Lists and Loops

Organizing your work

Launch Jupyter Labs and create a new directory within your class folder data-a-user-manual called lists-and-loops. Navigate to that folder and create a new Jupyter Notebook, renaming the filename: lists-and-loops.ipynb.

Get the data

At this point you’ve worked with narratives authored by four enslaved people: Sojourner Truth, Frederick Douglass, Henry Brown, and Venture Smith. I’ve collected these into four text files in a folder called narratives. Click this link to download a zip file of this folder into lists-and-loops narratives.zip . In your operating system (outside of Jupyter Lab) unzip the file (Windows instructions and Mac instructions). You should now have a folder inside data-a-user-manual called narratives, inside of which are four .txt files.

Working with files

Working with files and folders is a common task in Python. There is a convenient library that will help you do this called os (operating system). This comes pre-installed with Anaconda, but you need to tell Python to load it into your notebook so you can begin using it.

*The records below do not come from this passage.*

PR #2225, opened 2018-03-18
stop linux/mac  undefined MSVC versioncheck spam.

Azaezel:


CouleeApps:
Here's another: https://github.com/GarageGames/Torque3D/blob/development/Engine/source/console/consoleTypes.h#L51

PR #2136, opened 2017-12-11
WIP: CInterface Update

lukaspj:
This update will allow any application to hook into T3D as a library and act as a scripting layer for it. With this update, you can write a Go layer, a C# layer, a Java layer or anything else you can think of. It is fairly easy to hook in.

The CInterface already exists in T3D, this just seeks to bring it up-to-date and solve the issues that have popped up from years of negligence.

I made this PR before it is ready to be merged, in the hopes that some comments on the changes I've made and the solutions I've done could improve my work.

E.g. the hook in to the CodeInterpreter is probably not done the cleanest way possible, or the changes I've done in EngineTypes.h is something I'm not too sure of.

Any questions are welcome.

PR #2226, opened 2018-03-19
Add initPersistFields to mPropertyTable

lukaspj:
Currently the ConsoleFunction `exportEngineAPIToXML` doesn't export properties properly.
This is due to a half-implemented Engine type system, where Console Classes define their properties in-between IMPLEMENT_CLASS and END_IMPLEMENT_CLASS.

This system was never put into use, and classes are implemented and ended right away directly in the IMPLEMENT macros, as seen here:
https://github.com/GarageGames/Torque3D/blob/development/Engine/source/console/consoleObject.h#L1171-L1173

`exportEngineAPIToXML` assumes the new system was taken into use, thus it never finds the properties as we still use `initPersistFields` to define our properties.

This change takes all the properties added in `initPersistFields` and adds them to the EnginePropertyTable, allowing `exportEngineAPIToXML` to work as intended.
This will help 3rd party applications analyze and provide auto-completion as well as code-generation for the T3D EngineAPI layer.
Improving the capabilities of 3rd party scripting tools.

Note:
Be aware that the EngineProperty type allows for more meta-information than what I'm filling into them.

The properties can be further marked as:
* Constant
* Transient 
* HideInInspectors

If there is any way to determine whether a field from initPersistFields is any of these 3, we should probably add that information to improve the quality of the data.


lukaspj:
Turns out this will need the fixed_tuple implementation in #2136, I thought it worked but I had my code-bases messed up.  I will close this and make a new one branched from #2136.

PR #2229, opened 2018-03-20
5 Button mouse support

OTHGMars:
SDL supports up to 5 buttons per mouse, T3D currently only supports 3. This commit adds event mappings for the additional buttons.


OTHGMars:
Withdrawing this PR. It will be resubmitted after or as part of SDL event refactoring.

  • To do this, type import os in your first code cell and run the cell to load the library.
  • To see if it worked, try adding a new code cell and typing os.getcwd(). This should show the filepath of your current folder.

Opening and reading a file

Your end goal is to open and access the text of the four text files inside narratives. For now, let’s establish how to do that with just one of the files - Sojourner Truth’s narrative.

  • How would you open() and read() her narrative in your notebook? If you need a reminder on opening and reading files.
  • Assign the text of Truth’s narrative to a new variable called truth.
  • Print the first 100 characters (letters) of her narrative to make sure it worked.

Opening multiple files

Now that we’ve established how to open and access one file, the next step is to apply that process to all four files. We could, of course, copy and paste our code four times and adjust it each time to open a different file. But what if we had 400 files? Or 4,000 files? The power of coding comes from being able to scale up these kinds of basic processes, and one way to do this is using a for loop. In our case, we’re going to first generate a list of the names of our text files and then use a for loop to iterate through that list and open the files themselves sequentially.

  • The os directory has a useful function called os.listdir() which tells you the names of all the files inside a folder. In this case, we want to point it at the narratives folder. To do so, you put the path of the folder inside the parentheses. In our case, we’re already inside the lists-and-loops folder, so we can point it to our subfolder by writing: os.listdir('narratives/').
  • This should print out a list of filenames: ['truth.txt', 'douglass.txt', 'smith.txt', 'brown.txt']. Just running the os.listdir() command, however, doesn’t store the output anywhere. Create a variable called file_list and assign it to os.listdir('narratives/').
  • Display the 2nd item in your file_list to make sure it’s working.
  • Write a for loop to go through your file_list. To check and see if your loop is working, use a print() statement inside your loop that displays the name of the file.
  • Take the same structure of code you wrote above when you were just opening and loading Truth’s narrative, but figure out how you would apply it inside your for loop to each file.

Storing and working with the contents of our files

Once you’ve successfully figured out how to loop through your files to open() and read() each of them, the next step is to store their contents in a new list so we can work with the data with subsequent code. The goal is to loop through our files, open and read their contents, and then add their contents to a separate list. If you need a refresher…

  • Copy and paste the same for loop you wrote above to open each file into a new code cell.
  • Before the for loop starts, you want to create an empty list that you will then be adding the contents of our files into, with each narrative a separate item in our list. Add this line above your for loop: text_list=[]
  • Inside the for loop, make a new variable called contents and assign it the full text from each narrative (using the code you copy and pasted).
  • Use list.append() to add the contents variable to our text_list.
  • Check to see if it worked by printing the first item in text_list - you should see a ton of text displayed on your screen!
  • What if we only wanted our text_list to contain Truth, Smith, and Douglass’s narratives? How would you use list.remove() to take Brown’s narrative out of our list?
  • Write a for loop that goes through text_list and prints the length of each narrative as measured by number of characters (letters) in the file.

Bonus Practice

  • Write a for loop that prints the length of each narrative as measured by number of words and then by the number of lines. Hint: use string.split().